Park the car with the front tires on two pieces of cardboard (each) to limit the turning forces.

I wouldn’t sweat it for the duration of demo or until you (quickly) got bored with it. You do the same everyday you parallel park a car.

Dry steering will also damage your concrete or pavement. Should probably jack your car up while doing this or turn up the sensitivity so very small inputs translate to larger turns
It will damage your tires more than the concrete.
Concrete, yes. On the other hand, a hot residential asphalt driveway can be boogered up pretty easily.
Or just on jack stands
Worry about your tyres.
The amount of force you're putting into the system, regardless of if the engine is running (and therefore the power steering pump is pumping) or not, is a fraction of the forces the system handles constantly while going around a corner at 60 mph or hitting a pot hole.

It's perfectly fine.

For steering you're exactly wrong. Drive an old car without power steering, on the highway you'll barely notice, but you'll be using all your might to park. It's much easier to steer a rolling tire.

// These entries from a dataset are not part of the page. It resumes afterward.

Issue #91, opened 2022-01-21
Allow multiple calls to `protocol_begin()`


rsmmr:
Currently we abort if `protocol_begin()` gets called twice without any `protocol_end()` in between. While that's reasonable in principle, it can make it hard to call `protocol_begin()` at the right time when both originator and responder side may want to trigger it. In that case, currently one gets an obscure error message of Zeek not being able to add DPD analyzer.

I believe it should be fine to just ignore the 2nd call silently in these cases. 

(Note, I believe `protocol_end()` is already safe against calling multiple times, but should double check).

PR #93, opened 2022-01-28
Support forwarding to Zeek TCP-level application data from a UDP anal…

### LINKED ISSUE #92: Use of `protocol_*` functions in corelight/zeek-spicy-openvpn triggers sigabort
As of corelight/zeek-spicy-openvpn@6bcb4ec6dd3c8814cbb5186e688585b7bf105f97 the test suite of that analyzer fails on their Linux CI. The logs mention that many tests failed due to `SIGABRT`. This seems to coincide with them starting to use `protocol_*` functions from this package. 

We should look into this and depending on what we find either fix our implementation, or reject incorrect usage patterns.

This is also tracked in corelight/zeek-spicy-openvpn#3.

rsmmr:
…yzer.

This necessarily remains a bit hackish because of a lack of better
Zeek-side APIs: we have to create a fake TCP analyzer that's just
there for our actual child analyzer to have one to access; no further
TCP semantics are provided.

This comes with a new check that any connected analyzer is indeed a
TCP application-layer analyzer. We were already limited to that case,
but didn't catch it so far. We could open things up to UDP in the
future as well, but would need a way for the user to select which one
to use. I'll leave that for later once a use-case comes up.

Closes #92.


rsmmr:
reverting to draft, I'll add #91 on top here.

bbannier (approved):
LGTM. This seems to fix corelight/zeek-spicy-openvpn#3 which seems to only require a baseline update.

PR #96, opened 2022-03-01
Add support for working on partial data or content with gaps

bbannier:
This adds the plugin-side work for zeek/spicy#1136.


tests/Baseline/zeek.gap-recovery/output
```diff
@@ -0,0 +1,3 @@
+### BTest baseline data generated by btest-diff. Do not edit. Use "btest -U/-u" to update. Requires BTest >= 0.63.
+[$responses=[[$marker=b"HTTP", $len=3070], [$marker=b"HTTP", $len=3070], [$marker=b"HTTP", $len=21999], [$marker=b"HTTP", $len=3070], [$marker=b"HTTP", $len=21999], [$marker=b"HTTP", $len=3070], [$marker=b"HTTP", $len=21999]]]
```
rsmmr, line 2: Do I see it right that the gap is inside the 2nd response? (just checking if I'm reading things right)

rsmmr (approved):

tests/Baseline/zeek.gap-recovery/output
bbannier: Yes, the second response is missing.

PR #100, opened 2022-03-23
Prepare plugin for optional direct inclusion into Zeek.

bbannier:


rsmmr (approved):
I assume this means that we will inject everything that `configure`  would normally set from Zeek's cmake?

bbannier:
> I assume this means that we will inject everything that `configure` would normally set from Zeek's cmake?

Yes, exactly. Currently this seems sufficient: https://github.com/zeek/zeek/blob/8d28cfa320143d603ac8facc42c3ac8d2b99c638/CMakeLists.txt#L371-L384.

bbannier:
Thanks for the review @rsmmr. I'll put this back into draft mode and will keep pushing changes needed for Zeek integration (zeek/zeek#2006) to this branch.

cmake/FindSpicy.cmake
```diff
@@ -11,17 +11,10 @@
 #
 #     If SPICY_FOUND is true:
 #
-#         SPICYC                        full path to spicyc
```
rsmmr, line 14: I'm just realizing something: analyzers are pulling this in indirectly through `find_package(Spicy)` in `FindSpicyPlugin.cmake`. Could they be using any of the removed values?

cmake/FindSpicy.cmake
```diff
@@ -141,12 +130,8 @@ function (spicy_print_summary)
             "\nFound Spicy:           ${HAVE_SPICY}")
 
     if (HAVE_SPICY)
-        message(
-            "\nVersion:               ${SPICY_VERSION} (${SPICY_VERSION_NUMBER})"
-            "\nPrefix:                ${SPICY_PREFIX}"
```
rsmmr, line 146: This one would actually be useful to keep for debugging what Spicy installation is being used. We could just set it to some descriptive string when building from inside Zeek.

cmake/FindSpicy.cmake
bbannier: Yes, they might be. Should I drop the cleanup patch?

rsmmr: Well, yes, but when building from Zeek, we then actually need to set them to appropriate values too.

cmake/FindSpicy.cmake
bbannier: I will keep this part as is.

rsmmr (approved):

PR #105, opened 2022-04-08
Added close_connection capability

luxanna91:
Added close_connection function accessible from spicy.
E.g.: to close long UDP connections.

### DIFF
--- a/include/runtime-support.h
+++ b/include/runtime-support.h
@@ -271,7 +271,7 @@ std::string fuid();
 /**
  * Close the current active connection.
  */
-void close_connection();
+void terminate_session();
 
 /**
  * Signals the expected size of a file to Zeek's file analysis.


include/runtime-support.h
```diff
@@ -268,6 +268,11 @@ std::string file_begin(const std::optional<std::string>& mime_type);
  */
 std::string fuid();
 
+/**
+ * Close the current active connection.
+ */
+void close_connection();
```
rsmmr, line 274: How about calling this `terminate_session` to go with the more general terminology that the session manager brings these days?

src/runtime-support.cc
```diff
@@ -444,6 +445,22 @@ static void _data_in(const char* data, uint64_t len, std::optional<uint64_t> off
     }
 }
 
+void rt::close_connection(){
+    auto cookie = static_cast<Cookie*>(hilti::rt::context::cookie());
+    assert(cookie);
+
+    if ( auto c = std::get_if<cookie::ProtocolAnalyzer>(cookie) ) {
+        if (::zeek::session_mgr){
```
rsmmr, line 453: The session manager is always available in Zeek, just so an `assert(::zeek::session_mgr)` should do it here.

tests/zeek/close-connection.spicy
```diff
@@ -0,0 +1,30 @@
+# @TEST-EXEC: spicyz -o test.hlto %INPUT test.evt
+# @TEST-EXEC: ${ZEEK} -b -r ${TRACES}/long-dns-connection.pcap _Zeek::Spicy test.hlto
```
rsmmr, line 2: This is not actually checking that `close_connection()` indeed has the intended effect. I think this should generate multiple entries in `conn.log` now instead of just one as it would have previously done, right? So could do a `btest-diff` on `conn.log` to confirm that.

rsmmr (commented):
This looks good to me, just some small comments. I can also just tweak it a bit during merge if you prefer.

luxanna91:
Hi, thanks for your answer. You can tweak it during merge for sure. Calling it `terminate_session` sounds good to me.

rsmmr:
Superseded by #107.

rsmmr:
@luxanna91 just for the record: where's that trace coming from, did you create that yourself?

luxanna91:
@rsmmr I got it from wireshark pcap examples [page](https://wiki.wireshark.org/SampleCaptures), [direct download link ](https://wiki.wireshark.org/uploads/__moin_import__/attachments/SampleCaptures/dns.cap)

PR #474, opened 2018-08-13
ISSUE-485 Fix adding large schema text for oracle

raju-saravanan:
Fix ORA-01461 (https://support.oracle.com/knowledge/Middleware/1620109_1.html) when using the "merge" command which is used in addOrUpdate. addOrUpdate is used while updating schemaVersionStorable's state after persisting schemaStateStorable, so instead of using addOrUpdate use update as it serves the same purpose.

### DIFF
--- a/registry-dist/VERSION
+++ b/registry-dist/VERSION
@@ -1,0 +1,6 @@
+#Created by build system. Do not modify
+#Mon Aug 13 23:06:05 IST 2018
+version=0.5.1-SNAPSHOT
+revision=cf2c6e1cf0021d4440ceb53a46a6c3910907bba4
+name=Registry Binary Distribution
+timestamp=1534181765088
--- a/registry-dist/VERSION
+++ b/registry-dist/VERSION
@@ -1,6 +1,0 @@
-#Created by build system. Do not modify
-#Mon Aug 13 23:06:05 IST 2018
-version=0.5.1-SNAPSHOT
-revision=cf2c6e1cf0021d4440ceb53a46a6c3910907bba4
-name=Registry Binary Distribution
-timestamp=1534181765088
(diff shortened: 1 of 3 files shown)


registry-dist/VERSION
```diff
@@ -0,0 +1,6 @@
+#Created by build system. Do not modify
```
satishd: You can remove this file, it may have been added accidentally into this commit.

schema-registry/core/src/main/java/com/hortonworks/registries/schemaregistry/SchemaVersionLifecycleManager.java
```diff
@@ -847,7 +847,7 @@ private void storeSchemaVersionState(SchemaVersionLifecycleContext schemaVersion
             throw new SchemaNotFoundException("No Schema version exists with id " + schemaVersionId);
         }
         versionedSchema.setState(stateId);
-        storageManager.addOrUpdate(versionedSchema);
+        storageManager.update(versionedSchema);
```
satishd: Right, it seems addOrUpdate may not be needed here as it already exists.

storage/core/src/main/java/com/hortonworks/registries/storage/impl/jdbc/provider/oracle/query/OracleUpdateQuery.java
```diff
@@ -62,8 +63,10 @@ protected String createParameterizedSql() {
     }
 
     private Map<Schema.Field, Object> createWhereClauseColumnToValueMap() {
-        Map<Schema.Field, Object> bindingMap = getBindings().stream().
-                collect(Collectors.toMap(keyValuePair -> keyValuePair.getKey(), keyValuePair -> keyValuePair.getValue()));
+        Map<Schema.Field, Object> bindingMap = new HashMap<>();
```
satishd: @raju-saravanan confirmed offline that earlier `stream().collect(Collectors.toMap)` operation throws an error if there are duplicate keys.

satishd:
https://github.com/hortonworks/registry/commit/559455a2f212416ddedae0b70e972edcec5a7566 is merged into HDF-3.1-maint

PR #484, opened 2018-08-23
ISSUE-486 Fix deadlocks in storage layer during concurrent calls to SR

raju-saravanan:
In case of code path for adding schema metadata, we first do a get(schemaMetadataName), if the get returns a null then we add the new schemaMetadata else we return the schemaMetadataId from the get() call. The current transaction isolation level in SR is SERIALIZABLE, in this case, the get() call gets a shared lock and the add() call get an exclusive lock within a transaction. If two threads are invoking this API we might run into a situation where thread1 has obtained a shared lock and thread2 has also obtained the shared lock but thread1 can't get an exclusive lock because of a shared lock held by thread2 and thread2 can't get an exclusive lock because of a shared lock held by thread1. So, we run into a deadlock. The solution here would be to reduce the transaction isolation level to REPETABLE_READS for MySQL and POSTGRES and since ORACLE doesn't use this locking mechanism to in case of SERIALIZABLE, we can retain the current transaction isolation level for ORACLE.


conf/registry.yaml
```diff
@@ -64,15 +64,15 @@ fileStorageConfiguration:
...
- providerClass: "com.hortonworks.registries.storage.impl.jdbc.JdbcStorageManager"
- properties:
-   db.type: "mysql"
-   queryTimeoutInSecs: 30
-   db.properties:
-     dataSourceClassName: "com.mysql.jdbc.jdbc2.optional.MysqlDataSource"
-     dataSource.url: "jdbc:mysql://localhost/schema_registry"
-     dataSource.user: "registry_user"
-     dataSource.password: "registry_password"
+  providerClass: "com.hortonworks.registries.storage.impl.jdbc.JdbcStorageManager"
```
priyank5485: Any reason for changing mysql to postrgre? Comment still says MySQL.

registry-dist/VERSION
```diff
@@ -0,0 +1,6 @@
+#Created by build system. Do not modify
```
priyank5485: Remove this file?

schema-registry/rest-service/pom.xml
```diff
@@ -44,6 +44,18 @@
           </exclusion>
         </exclusions>
       </dependency>
+      <!-- https://mvnrepository.com/artifact/mysql/mysql-connector-java -->
+      <dependency>
```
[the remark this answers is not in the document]
satishd: Right, this dependency should be removed. There was a licensing issue to package with registry distribution. bootstrap-storage.sh downloads the required jar and puts into respective lib dir.

raju-saravanan:
@satishd  and @priyank5485: This PR is a WIP. I simply created this so that one of the break fix engineers could test this further, the PR in itself is not complete.

satishd:
>@satishd and @priyank5485: This PR is a WIP. I simply created this so that one of the break fix engineers could test this further, the PR in itself is not complete.

@raju-saravanan Sure, I will hold my review till you confirm. 👍

raju-saravanan:
@satishd  and @priyank5485: Can you guys review this PR?

satishd:
@raju-saravanan Can you rebase/resolve the conflicts?

raju-saravanan:
@satishd : Rebased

Power steering systems create heat and rely on airflow for cooling...so prolonged steering back and forth in a parking space is a worst case scenario for the system.

> For steering you're exactly wrong. Drive an old car without power steering, on the highway you'll barely notice, but you'll be using all your might to park. It's much easier to steer a rolling tire.

So you're talking about the force the human has to use to turn the steering wheel. In a car with power steering, the human doesn't have to do much, because the pump effectively amplifies the force and exerts it on the tie rods, steering, etc. etc.

Either way, the forces on the steering components are the same, and they're not a problem.

> Power steering systems create heat and rely on airflow for cooling...so prolonged steering back and forth in a parking space is a worst case scenario for the system.

I assume you mean while the engine is idling.. in which case the main cooling fan will kick on when the temp of any component requires it, so it's perfectly fine.

I'm no expert, but what you're saying goes against everything I've ever heard, including from a driving instructor and senior engineer at Ford. The internet also seems to disagree with you.

https://www.eptyres.com/news/details/why-dry-steering-is-bad...

https://engineering.stackexchange.com/questions/16575/dry-st...

Doesn't matter if the engine is running. It only matters whether you're in motion or not. The engine running just enables power steering but the strain on the steering system and the tires are the same.
Thanks! I’ll chill out about avoiding it then. What you say makes complete sense.
Won’t damage tie rods or anything mechanical. May shorten life of tyres.
I... don't think you ever driven anything without power steering.